La directora Karyn Kusama, quien no había hecho ninguna película demasiado destacable, ha sorprendido con esta minimalista y efectiva propuesta titulada La invitación.
La premisa nos traslada a una fiesta insoportablemente pija en las afueras de Los Ángeles, donde un grupo de antiguos  amigos ha sido reunido allí por una pareja con, en principio, la intención de recordar viejs tiempos y ponerse al día. Poco a poco se va descubriendo que hay algo más.
Podría decirse que La invitación es un híbrido perfecto entre Un dios salvaje, The Sacrament y, por qué no, La semilla del Diablo.

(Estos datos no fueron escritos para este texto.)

PR #1284, opened 2024-03-20
#104289 Weird keys can be used as a key for internalStatuses

Klaas-Ritense:


contract/src/main/java/com/ritense/valtimo/contract/web/rest/error/ExceptionTranslator.java
```diff
@@ -65,9 +65,11 @@ public ResponseEntity<Problem> process(@Nullable ResponseEntity<Problem> entity,
         }
 
         final String msg = "message";
-        if (problem instanceof ConstraintViolationProblem) {
+        if (problem instanceof ConstraintViolationProblem constraintViolationProblem) {
             builder
-                .with("violations", ((ConstraintViolationProblem) problem).getViolations())
+                .with("errors", constraintViolationProblem.getViolations().stream()
```
ivo-ritense, line 70: Not sure i'm happy with this. This is a breaking change that will impact any @valid we use in the codebase. Do we want to do this?

Klaas-Ritense: This code exclusively influences the HTTP response generated by `@Valid`. Currently, the application fails to correctly display this error. In instances where there are multiple violations in a single response, the frontend anticipates them to be in the errors field.

We could still keep the `violations` field to make it non-breaking. But I haven't seen anyone use it.

theo-ritense: This is a major after all, so I'm not too worried about a 'breaking' change even if that's true. 

I'm more worried that it might be leaking information, but that's a general concern I have with the inner workings of the hardeningservice and its configuration.

PS: I think this PR is fine.

theo-ritense (approved):

PR #1297, opened 2024-04-02
#101331 Zaakdetail sync through plugins

Klaas-Ritense:


zgw/object-management/src/main/kotlin/com/ritense/objectmanagement/autoconfigure/ObjectManagementAutoConfiguration.kt
```diff
@@ -69,6 +70,7 @@ class ObjectManagementAutoConfiguration {
         )
     }
 
+    @Primary
```
ivo-ritense: I don't like having primary beans in the valtimo because you can't easily override them. Why is this required here?

Klaas-Ritense: Changed

zgw/object-management/src/main/kotlin/com/ritense/objectmanagement/security/config/ObjectManagementHttpSecurityConfigurer.kt
```diff
@@ -38,6 +38,8 @@ class ObjectManagementHttpSecurityConfigurer : HttpSecurityConfigurer {
                     .requestMatchers(antMatcher(DELETE, "$CONFIGURATION_URL/{id}")).hasAuthority(ADMIN)
                     .requestMatchers(antMatcher(GET, "$CONFIGURATION_URL/{id}/object")).authenticated()
                     .requestMatchers(antMatcher(POST, "$CONFIGURATION_URL/{id}/object")).authenticated()
+
+                    .requestMatchers(antMatcher(GET, CONFIGURATION_MANAGEMENT_URL)).authenticated()
```
theo-ritense: This should be ADMIN only

zgw/objecten-api/src/main/kotlin/com/ritense/objectenapi/client/ObjectenApiClient.kt
```diff
@@ -260,14 +260,25 @@ class ObjectenApiClient(
         objectUrl: URI,
         objectRequest: ObjectRequest
     ): ObjectWrapper {
+        val objectRequestCorrectedHost = if (objectRequest.type.host == "localhost") {
```
theo-ritense, line 263: We should make a filter for this that is only applied when running in development

zgw/object-management/src/main/kotlin/com/ritense/objectmanagement/security/config/ObjectManagementHttpSecurityConfigurer.kt
Klaas-Ritense: Fixed

theo-ritense (approved):

PR #1308, opened 2024-04-12
Use processdefinitionkey as filename as keys with more than 25 charac…

ThomasMinkeRitense:
…ters are excluded from the id


theo-ritense (dismissed):
Please fix the tests. Otherwise it looks ok.

ThomasMinkeRitense:
@theo-ritense please check again

marijnritense (approved):

PR #1313, opened 2024-04-17
#109221 assigning a case to a different user does not work

Klaas-Ritense:


theo-ritense (commented):
We're going back to assigning by user id?

document/src/main/java/com/ritense/document/service/impl/JsonSchemaDocumentService.java
```diff
@@ -582,7 +582,7 @@ public void assignUserToDocument(UUID documentId, String assigneeId) {
                 new DelegateUserEntityAuthorizationRequest<>(
                     JsonSchemaDocument.class,
                     ASSIGNABLE,
-                    assignee.getEmail(),
```
Klaas-Ritense, line 585: @theo-ritense 
> We're going back to assigning by user id?

We're in the process of switching from email to user-id. See ticket: #68171

ivo-ritense (approved):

La película juega con una atmósfera agradable que pese a ello despierta cierta inquietud, pues se sabe de antemano que algo malo se está fraguando. ¿O no? Porque esa es otra: el guión logra que en cuestión de minutos pasemos de estar del lado del protagonista (el único convencido de que allí sucede algo extraño) a mirarlo como si de un psicótico se tratara. En ese sentido la película es una montaña rusa que no lanza luz sobre los verdaderos motivos de la invitación hasta bien avanzado el metraje. Algo similar ocurría con La Bruja; ¿se trataba de una amenaza real o de un simple espejismo provocado por la paranoia?

El guión es el cimiento fundamental de La invitación. En realidad lo es de cualquier película que pretenda ser buena, pero en el caso de este tipo de cine, de bajo presupuesto y medios muy limitados, el guión no es sólo importante, sino crucial e imprescindible, puesto que eso y las interpretaciones son lo único de que dispone el realizador. Por suerte, el guión está calculado al milímetro y sus engranajes bien engrasados, de modo que la película funciona.

La Invitación no es sólo una historia de suspense y terror con sectas de por medio, sino también una feroz crítica hacia la cultura del positivismo excesivo, fantasioso y estúpido que desde hace algún tiempo parece estar de moda. Porque el exceso siempre, siempre, es malo, incluido el de buen rollo y perspectiva rosa chicle de la vida. Ya era hora de que alguien hiciese una película sobre el tema y nos mostrara que tras esta gente que siempre está contenta, borracha de felicidad y pensando que vive en un mundo maravilloso de duendes, unicornios y gominolas puede haber verdaderos monstruos perturbados y peligrosos.